# Highland Manor June 2012



## Ninja Kitten (Jun 17, 2012)

*This manor house is typical style of the 18th century circu..beautiful tall windows , ornate brickwork and high ceilings with a beautiful winding staircase leading you to the upper levels with a spectacular stained glass roof in the center of her...
What ever her history i have to say that she is with out a doubt the most mesmorising building i have ever been privileged to wander round...from the outside she looks quite normal of many manor houses of that era left forgotten...but on the inside i have the feeling she is very much not forgotten but indeed loved very much, and extremly precious to its owners now,... to the point that everything still remains with in her walls..like a shrine almost to whomever once lived there..and just as nature takes us back so will it take the manor and all its contents too...
We stood in amazement at what was before us..it really was a cameras down and bisbelief moment...we went our seperate ways and hours of silence between us passed, passing now again speechless as to what to make of where we were...as darkness drew in and the whole day was coming to an end we snapped a few photos and left her behind us..i apologise in advance for my poor photos and lack of them but i just didnt take many at all...

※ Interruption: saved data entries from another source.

PR #462, opened 2024-12-24
libiio: Add at v0.26

philmmanjaro:
Add libiio, a cross platform library for interfacing with local and remote Linux IIO devices .


l/libiio/stone.yaml
```diff
@@ -0,0 +1,28 @@
...
+summary: A cross platform library for interfacing with local and remote Linux IIO devices
+description: |
+  libiio is used to interface to the Linux Industrial Input/Output (IIO) Subsystem.
+builddeps:
+  - binary(bison)
+  - binary(flex)
+  - libaio-devel
+  - pkgconfig(avahi-glib)
+  - pkgconfig(libusb-1.0)
+  - pkgconfig(libxml-2.0)
```
ReillyBrogan, line 21: `pkgconfig` dependencies are ordered at the top of the list

l/libiio/stone.yaml
```diff
@@ -0,0 +1,28 @@
...
+license: LGPL-2.1 GPL-2.0
```
ReillyBrogan, line 22: `license` needs to be moved up above `summary`, and needs to be a valid SPDX license identifier. There are several examples in the repo.

ReillyBrogan (changes requested):

l/libiio/stone.yaml
philmmanjaro: Are you sure? when I looked as systemd for example you had the order binary, regular package names and last pkgconfig. kbd is similar ordered.

l/libiio/stone.yaml
philmmanjaro: It is not constant where the license line is placed:
ent: below description
inxi: below description
kdb: below description
itstool: below description
python-pyyaml: below description
zlib: below summary

ikeycode:
In theory the order should be whatever comes out of "boulder new" but truly without linting and matching docs it's not something we should be nitpicking?

Alpha sort dep lists with standard name deps last, has been our usual trend. The only thing that should be an issue for merge is ensuring license correctness, and again lints are still needed.

ikeycode (approved):

PR #463, opened 2024-12-24
inputplumber: Add at v0.40.0

philmmanjaro:
Add inputplumber, an open source input router and remapper daemon for Linux.

Merge after #462


i/inputplumber/stone.yaml
```diff
@@ -0,0 +1,34 @@
...
+description: |
+  InputPlumber is an open source input routing and control daemon for Linux.
+  It can be used to combine any number of input devices (like gamepads, mice, and keyboards)
+  and translate their input to a variety of virtual device formats.
+networking: yes
+builddeps:
+  - binary(cargo)
+  - binary(clang)
+  - binary(llvm-config)
+  - clang-devel
```
ReillyBrogan, line 22: Are these dependencies actually used? `binary(clang)` is unnecessary as it's the default toolchain on Serpent and is pulled in automatically, and I don't see that this is linking against libclang or libllvm which I'd expect for a clang-devel/llvm-config dependency.

ReillyBrogan (approved):
When creating a PR for a package that has dependencies on other packages please put all of your changes in the _same_ branch/PR. It looks like you opened a separate PR for libiio, since that library is newly added for inputplumber specifically it should be in this PR as well. Or to put it another way, would there be a point at all to merging libiio if we never merged inputplumber?

So close the libiio PR, cherry-pick the commit into this branch, re-order your commits so that they are in order of how they should be built by the build server, and then it will be structured correctly.

ReillyBrogan (dismissed):
Woops hit the wrong button

ReillyBrogan:
For example, take a look at my recent PR for mold: https://github.com/serpent-os/recipes/pull/447

Note how I add all of the new dependencies I needed in the same PR, each package change is a separate commit, and how the commits are ordered by how they need to be built by the build server. That's how this one needs to be as well.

no doubt as with any other report posted on a forum intrigue and research on her will begin..its what we do...but to end my view on possibly one of my most memorable explores i have and will ever do i leave you with one word of advice...The seccu is in a form like non i have ever encountered and one i never want to again...!

I kid you not..he may well look fluffy and cute but he is just the opposite...never have i been more terrified!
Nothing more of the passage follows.